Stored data

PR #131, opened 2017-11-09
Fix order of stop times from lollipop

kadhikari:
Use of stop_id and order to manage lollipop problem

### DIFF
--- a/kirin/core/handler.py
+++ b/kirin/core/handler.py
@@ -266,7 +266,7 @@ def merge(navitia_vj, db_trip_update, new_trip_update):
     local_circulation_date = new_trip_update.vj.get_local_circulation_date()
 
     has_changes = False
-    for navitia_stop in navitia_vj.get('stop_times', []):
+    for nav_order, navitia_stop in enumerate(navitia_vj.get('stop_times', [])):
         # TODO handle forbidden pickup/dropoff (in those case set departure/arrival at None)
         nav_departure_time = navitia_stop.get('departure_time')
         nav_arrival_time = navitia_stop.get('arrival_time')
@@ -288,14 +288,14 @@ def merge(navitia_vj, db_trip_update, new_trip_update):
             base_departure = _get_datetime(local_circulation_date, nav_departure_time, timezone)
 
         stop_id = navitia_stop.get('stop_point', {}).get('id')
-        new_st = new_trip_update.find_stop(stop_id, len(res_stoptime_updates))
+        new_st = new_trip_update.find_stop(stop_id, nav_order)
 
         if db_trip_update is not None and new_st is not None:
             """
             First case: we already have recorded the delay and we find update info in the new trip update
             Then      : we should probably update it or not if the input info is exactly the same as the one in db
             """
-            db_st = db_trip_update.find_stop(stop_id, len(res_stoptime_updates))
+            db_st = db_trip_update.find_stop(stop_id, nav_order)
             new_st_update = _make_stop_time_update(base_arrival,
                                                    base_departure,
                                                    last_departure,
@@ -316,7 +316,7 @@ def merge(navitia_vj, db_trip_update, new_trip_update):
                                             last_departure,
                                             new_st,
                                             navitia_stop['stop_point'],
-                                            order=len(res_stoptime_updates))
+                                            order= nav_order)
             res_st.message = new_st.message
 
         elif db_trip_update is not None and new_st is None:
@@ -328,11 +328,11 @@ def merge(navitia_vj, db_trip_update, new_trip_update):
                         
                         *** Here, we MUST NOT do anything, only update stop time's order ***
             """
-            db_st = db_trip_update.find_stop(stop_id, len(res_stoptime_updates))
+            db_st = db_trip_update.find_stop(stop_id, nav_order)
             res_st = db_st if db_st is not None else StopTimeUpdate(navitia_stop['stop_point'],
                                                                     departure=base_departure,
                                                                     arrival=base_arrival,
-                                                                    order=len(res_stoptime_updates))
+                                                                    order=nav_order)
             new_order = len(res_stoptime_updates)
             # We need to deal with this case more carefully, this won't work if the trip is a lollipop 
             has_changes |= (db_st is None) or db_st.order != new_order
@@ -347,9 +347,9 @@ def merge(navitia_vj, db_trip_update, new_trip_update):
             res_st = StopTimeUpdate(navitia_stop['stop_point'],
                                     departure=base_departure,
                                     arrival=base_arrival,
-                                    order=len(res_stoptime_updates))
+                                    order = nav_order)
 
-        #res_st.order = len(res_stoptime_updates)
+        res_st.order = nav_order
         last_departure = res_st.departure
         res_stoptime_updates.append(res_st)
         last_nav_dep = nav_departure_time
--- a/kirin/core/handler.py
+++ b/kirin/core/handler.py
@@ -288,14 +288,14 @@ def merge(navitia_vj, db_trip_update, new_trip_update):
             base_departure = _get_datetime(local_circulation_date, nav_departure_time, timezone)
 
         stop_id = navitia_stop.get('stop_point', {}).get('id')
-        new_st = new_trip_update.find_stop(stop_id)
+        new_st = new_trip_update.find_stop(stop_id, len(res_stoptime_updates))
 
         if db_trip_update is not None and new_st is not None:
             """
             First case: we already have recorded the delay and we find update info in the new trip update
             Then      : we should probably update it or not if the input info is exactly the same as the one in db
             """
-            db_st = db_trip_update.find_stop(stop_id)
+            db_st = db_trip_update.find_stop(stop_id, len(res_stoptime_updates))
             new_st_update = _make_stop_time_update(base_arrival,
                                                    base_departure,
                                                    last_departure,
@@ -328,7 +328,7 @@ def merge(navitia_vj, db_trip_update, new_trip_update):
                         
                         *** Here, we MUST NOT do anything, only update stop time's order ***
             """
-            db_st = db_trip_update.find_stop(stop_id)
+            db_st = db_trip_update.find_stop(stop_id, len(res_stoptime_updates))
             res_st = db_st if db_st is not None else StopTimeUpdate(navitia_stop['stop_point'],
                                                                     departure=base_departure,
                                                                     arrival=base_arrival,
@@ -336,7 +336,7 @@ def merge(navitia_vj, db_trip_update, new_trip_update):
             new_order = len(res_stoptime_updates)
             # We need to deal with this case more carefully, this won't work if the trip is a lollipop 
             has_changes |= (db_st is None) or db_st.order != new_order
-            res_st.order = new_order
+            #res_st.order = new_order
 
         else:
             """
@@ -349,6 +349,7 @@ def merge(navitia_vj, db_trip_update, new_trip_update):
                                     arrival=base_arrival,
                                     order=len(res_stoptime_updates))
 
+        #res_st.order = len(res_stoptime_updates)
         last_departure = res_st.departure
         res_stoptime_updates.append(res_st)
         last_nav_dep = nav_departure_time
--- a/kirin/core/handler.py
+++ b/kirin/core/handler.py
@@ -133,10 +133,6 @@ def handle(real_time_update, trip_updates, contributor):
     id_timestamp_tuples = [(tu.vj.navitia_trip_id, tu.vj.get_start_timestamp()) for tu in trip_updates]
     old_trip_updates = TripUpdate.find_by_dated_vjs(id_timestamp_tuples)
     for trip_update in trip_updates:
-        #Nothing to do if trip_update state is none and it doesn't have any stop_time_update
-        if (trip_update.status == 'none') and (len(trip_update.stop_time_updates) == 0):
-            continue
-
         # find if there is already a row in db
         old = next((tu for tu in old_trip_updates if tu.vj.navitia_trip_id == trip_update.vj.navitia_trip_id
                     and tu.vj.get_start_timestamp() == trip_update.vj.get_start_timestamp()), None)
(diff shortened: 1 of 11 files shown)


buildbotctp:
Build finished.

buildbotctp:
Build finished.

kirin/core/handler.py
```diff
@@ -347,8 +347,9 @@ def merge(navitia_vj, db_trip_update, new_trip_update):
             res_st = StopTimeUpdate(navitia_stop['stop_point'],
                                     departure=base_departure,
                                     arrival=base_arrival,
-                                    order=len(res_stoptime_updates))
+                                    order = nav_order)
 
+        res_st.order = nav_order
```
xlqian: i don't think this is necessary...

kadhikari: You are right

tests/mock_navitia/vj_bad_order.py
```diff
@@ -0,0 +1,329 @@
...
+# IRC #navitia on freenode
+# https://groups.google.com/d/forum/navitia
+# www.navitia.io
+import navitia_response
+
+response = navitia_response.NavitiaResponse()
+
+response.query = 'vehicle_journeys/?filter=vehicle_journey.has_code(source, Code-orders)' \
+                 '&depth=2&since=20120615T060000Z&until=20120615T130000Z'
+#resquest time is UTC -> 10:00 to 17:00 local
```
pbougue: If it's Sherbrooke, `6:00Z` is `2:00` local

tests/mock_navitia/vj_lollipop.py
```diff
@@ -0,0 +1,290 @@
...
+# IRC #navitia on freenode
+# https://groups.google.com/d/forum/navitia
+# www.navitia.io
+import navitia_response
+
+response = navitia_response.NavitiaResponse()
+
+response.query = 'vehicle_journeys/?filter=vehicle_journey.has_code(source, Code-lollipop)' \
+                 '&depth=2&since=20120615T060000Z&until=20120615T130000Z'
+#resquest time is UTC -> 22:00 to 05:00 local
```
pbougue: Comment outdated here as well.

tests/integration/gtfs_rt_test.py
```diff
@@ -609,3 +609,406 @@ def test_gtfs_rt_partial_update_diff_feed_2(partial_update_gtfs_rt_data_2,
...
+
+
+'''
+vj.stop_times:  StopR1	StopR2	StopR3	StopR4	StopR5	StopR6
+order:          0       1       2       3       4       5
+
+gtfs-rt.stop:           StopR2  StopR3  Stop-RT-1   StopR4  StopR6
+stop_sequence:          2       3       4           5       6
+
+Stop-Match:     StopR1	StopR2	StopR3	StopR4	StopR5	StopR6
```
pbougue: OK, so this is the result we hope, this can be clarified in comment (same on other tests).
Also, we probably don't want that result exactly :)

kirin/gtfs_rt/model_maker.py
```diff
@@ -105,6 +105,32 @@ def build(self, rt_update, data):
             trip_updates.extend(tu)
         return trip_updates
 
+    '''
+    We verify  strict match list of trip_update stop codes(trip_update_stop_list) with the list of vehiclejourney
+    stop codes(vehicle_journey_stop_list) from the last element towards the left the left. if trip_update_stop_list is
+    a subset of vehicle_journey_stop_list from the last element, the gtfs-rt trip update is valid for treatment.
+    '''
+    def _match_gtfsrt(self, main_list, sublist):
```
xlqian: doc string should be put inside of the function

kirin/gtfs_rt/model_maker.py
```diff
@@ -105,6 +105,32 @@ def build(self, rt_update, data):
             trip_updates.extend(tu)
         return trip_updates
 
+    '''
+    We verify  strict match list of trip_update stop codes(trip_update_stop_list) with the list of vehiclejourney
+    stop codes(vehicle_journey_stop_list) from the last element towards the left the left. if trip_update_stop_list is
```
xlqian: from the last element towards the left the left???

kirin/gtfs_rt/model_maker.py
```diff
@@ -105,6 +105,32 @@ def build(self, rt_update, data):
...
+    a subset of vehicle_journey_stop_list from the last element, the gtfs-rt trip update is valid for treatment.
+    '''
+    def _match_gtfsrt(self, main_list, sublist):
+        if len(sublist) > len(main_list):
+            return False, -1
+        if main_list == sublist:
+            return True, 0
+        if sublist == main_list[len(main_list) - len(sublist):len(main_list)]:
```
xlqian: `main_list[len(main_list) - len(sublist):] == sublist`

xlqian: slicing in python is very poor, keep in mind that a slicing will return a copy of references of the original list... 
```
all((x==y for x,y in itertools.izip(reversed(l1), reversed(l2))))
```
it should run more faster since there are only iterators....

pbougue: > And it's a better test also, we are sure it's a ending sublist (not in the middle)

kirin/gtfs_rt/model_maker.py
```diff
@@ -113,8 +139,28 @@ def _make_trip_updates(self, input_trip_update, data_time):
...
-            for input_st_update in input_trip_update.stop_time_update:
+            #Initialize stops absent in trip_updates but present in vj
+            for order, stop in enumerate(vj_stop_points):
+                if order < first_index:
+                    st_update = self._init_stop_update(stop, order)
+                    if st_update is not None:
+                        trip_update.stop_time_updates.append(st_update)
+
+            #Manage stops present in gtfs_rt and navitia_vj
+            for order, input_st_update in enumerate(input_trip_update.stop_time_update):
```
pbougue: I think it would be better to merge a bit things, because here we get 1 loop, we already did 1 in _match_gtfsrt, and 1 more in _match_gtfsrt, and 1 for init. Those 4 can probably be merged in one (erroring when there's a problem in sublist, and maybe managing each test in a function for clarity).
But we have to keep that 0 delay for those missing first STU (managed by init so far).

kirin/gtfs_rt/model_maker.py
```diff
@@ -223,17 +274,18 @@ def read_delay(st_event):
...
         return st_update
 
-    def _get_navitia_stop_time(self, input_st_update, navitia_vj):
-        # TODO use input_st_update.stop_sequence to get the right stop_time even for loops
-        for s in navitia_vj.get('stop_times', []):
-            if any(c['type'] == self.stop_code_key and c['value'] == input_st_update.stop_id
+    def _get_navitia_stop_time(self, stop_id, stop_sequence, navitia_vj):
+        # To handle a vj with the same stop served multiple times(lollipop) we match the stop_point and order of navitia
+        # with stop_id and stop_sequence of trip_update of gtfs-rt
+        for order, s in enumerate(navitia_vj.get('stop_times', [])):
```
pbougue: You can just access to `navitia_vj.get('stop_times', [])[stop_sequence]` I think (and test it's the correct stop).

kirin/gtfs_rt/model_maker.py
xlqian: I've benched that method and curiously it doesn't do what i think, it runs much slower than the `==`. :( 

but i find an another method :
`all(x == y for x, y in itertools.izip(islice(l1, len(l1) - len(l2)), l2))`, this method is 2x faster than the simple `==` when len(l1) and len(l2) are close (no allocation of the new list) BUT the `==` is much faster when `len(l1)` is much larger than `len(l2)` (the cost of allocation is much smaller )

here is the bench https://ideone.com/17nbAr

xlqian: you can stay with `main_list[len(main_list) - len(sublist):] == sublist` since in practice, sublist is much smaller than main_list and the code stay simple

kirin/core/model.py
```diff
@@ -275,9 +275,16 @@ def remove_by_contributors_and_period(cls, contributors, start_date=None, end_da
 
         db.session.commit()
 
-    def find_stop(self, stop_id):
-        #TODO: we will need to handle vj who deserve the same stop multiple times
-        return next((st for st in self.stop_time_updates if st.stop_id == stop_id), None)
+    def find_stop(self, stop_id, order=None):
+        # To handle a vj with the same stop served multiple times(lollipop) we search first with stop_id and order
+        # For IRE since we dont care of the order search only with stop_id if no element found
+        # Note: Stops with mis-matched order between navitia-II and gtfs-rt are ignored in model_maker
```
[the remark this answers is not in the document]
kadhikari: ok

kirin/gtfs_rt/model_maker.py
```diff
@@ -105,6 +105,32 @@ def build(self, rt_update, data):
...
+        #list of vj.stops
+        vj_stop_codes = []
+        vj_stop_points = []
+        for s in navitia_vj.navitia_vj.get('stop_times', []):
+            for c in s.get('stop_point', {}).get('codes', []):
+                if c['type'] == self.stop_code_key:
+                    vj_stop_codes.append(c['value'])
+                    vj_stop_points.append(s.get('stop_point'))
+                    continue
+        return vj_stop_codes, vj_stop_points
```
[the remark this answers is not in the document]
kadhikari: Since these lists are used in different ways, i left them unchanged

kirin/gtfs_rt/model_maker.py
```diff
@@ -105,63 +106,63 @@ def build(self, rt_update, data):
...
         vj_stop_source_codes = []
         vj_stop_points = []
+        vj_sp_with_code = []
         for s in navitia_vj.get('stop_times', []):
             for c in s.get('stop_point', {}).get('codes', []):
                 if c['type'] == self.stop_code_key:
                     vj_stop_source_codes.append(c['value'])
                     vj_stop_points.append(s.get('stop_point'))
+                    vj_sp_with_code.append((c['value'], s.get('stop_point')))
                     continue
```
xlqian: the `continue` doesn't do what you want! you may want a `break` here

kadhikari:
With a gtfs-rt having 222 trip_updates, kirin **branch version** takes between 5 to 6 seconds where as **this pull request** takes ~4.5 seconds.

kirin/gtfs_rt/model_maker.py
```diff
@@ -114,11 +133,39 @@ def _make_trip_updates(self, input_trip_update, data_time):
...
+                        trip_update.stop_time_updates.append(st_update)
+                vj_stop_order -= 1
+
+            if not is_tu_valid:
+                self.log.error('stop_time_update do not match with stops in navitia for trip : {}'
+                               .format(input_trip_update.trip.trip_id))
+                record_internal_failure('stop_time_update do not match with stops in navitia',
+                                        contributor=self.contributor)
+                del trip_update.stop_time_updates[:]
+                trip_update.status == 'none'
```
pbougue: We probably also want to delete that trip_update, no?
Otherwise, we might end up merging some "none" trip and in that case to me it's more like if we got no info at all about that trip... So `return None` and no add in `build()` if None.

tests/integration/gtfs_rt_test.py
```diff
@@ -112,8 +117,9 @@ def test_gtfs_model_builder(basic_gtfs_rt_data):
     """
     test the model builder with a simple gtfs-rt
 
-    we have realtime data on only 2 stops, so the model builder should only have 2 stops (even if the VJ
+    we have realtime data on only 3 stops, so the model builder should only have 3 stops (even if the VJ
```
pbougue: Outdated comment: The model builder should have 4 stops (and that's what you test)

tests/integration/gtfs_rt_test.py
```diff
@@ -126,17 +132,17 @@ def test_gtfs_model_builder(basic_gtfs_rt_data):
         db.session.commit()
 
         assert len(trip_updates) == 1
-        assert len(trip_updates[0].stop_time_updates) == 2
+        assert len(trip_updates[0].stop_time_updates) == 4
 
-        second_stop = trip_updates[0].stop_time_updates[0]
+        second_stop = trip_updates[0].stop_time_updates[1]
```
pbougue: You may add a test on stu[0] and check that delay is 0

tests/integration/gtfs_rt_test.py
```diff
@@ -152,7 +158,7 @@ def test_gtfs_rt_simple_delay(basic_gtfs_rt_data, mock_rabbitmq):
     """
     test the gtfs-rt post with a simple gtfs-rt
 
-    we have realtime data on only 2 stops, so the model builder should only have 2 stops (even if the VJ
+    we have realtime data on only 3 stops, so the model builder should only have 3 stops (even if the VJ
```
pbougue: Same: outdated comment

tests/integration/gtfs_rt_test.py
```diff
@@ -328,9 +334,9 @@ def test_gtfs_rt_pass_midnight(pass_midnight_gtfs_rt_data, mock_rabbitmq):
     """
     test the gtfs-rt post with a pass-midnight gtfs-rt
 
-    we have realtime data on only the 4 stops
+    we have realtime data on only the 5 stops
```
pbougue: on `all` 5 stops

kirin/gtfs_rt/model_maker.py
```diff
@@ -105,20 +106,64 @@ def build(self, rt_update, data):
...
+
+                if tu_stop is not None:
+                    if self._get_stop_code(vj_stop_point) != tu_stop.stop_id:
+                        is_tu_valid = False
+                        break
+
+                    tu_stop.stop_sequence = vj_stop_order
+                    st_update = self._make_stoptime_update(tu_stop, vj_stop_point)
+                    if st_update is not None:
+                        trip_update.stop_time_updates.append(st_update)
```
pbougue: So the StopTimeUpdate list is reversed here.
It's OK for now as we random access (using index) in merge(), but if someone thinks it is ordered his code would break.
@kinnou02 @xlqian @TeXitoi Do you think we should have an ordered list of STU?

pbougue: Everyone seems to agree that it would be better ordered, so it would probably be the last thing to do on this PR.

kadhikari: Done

### Problem to work on
Scan the records above for the string "right", and copy every line where it turns up.

### Your response
kadhikari: You are right
-        # TODO use input_st_update.stop_sequence to get the right stop_time even for loops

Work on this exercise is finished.